▶ **AIM OF THE TASK**: Each record is to be duplicated exactly, with nothing added.

(Source data)
PR #516, opened 2023-11-30
 HTTPCLIENT-2310: Async Connect exec handler incorrectly pipes CONNECT requests through the main request protocol chain

ok2c:
This change-set fixes the problem reported in HTTPCLIENT-2310


arturobernalg (approved):
@ok2c 
LGTM

PR #519, opened 2023-12-09
Fix: HTTP response content being truncated to a maximum length of 256 bytes

Demonese:
see commit: 0df9e63932ea4dca63009ad52254bbb3fbf0b86e


Demonese:
> Would you please write a test that demonstrates the problem?

Of course, you can compare whether the test case passes before/after apply fix.

ok2c:
Superseded by 7d853d521e8741aa1967b216fe4dfbe425a21efa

▶ **OUTPUT OF THE EXERCISE**:
PR #516, opened 2023-11-30
 HTTPCLIENT-2310: Async Connect exec handler incorrectly pipes CONNECT requests through the main request protocol chain

ok2c:
This change-set fixes the problem reported in HTTPCLIENT-2310


arturobernalg (approved):
@ok2c 
LGTM

PR #519, opened 2023-12-09
Fix: HTTP response content being truncated to a maximum length of 256 bytes

Demonese:
see commit: 0df9e63932ea4dca63009ad52254bbb3fbf0b86e


Demonese:
> Would you please write a test that demonstrates the problem?

Of course, you can compare whether the test case passes before/after apply fix.

ok2c:
Superseded by 7d853d521e8741aa1967b216fe4dfbe425a21efa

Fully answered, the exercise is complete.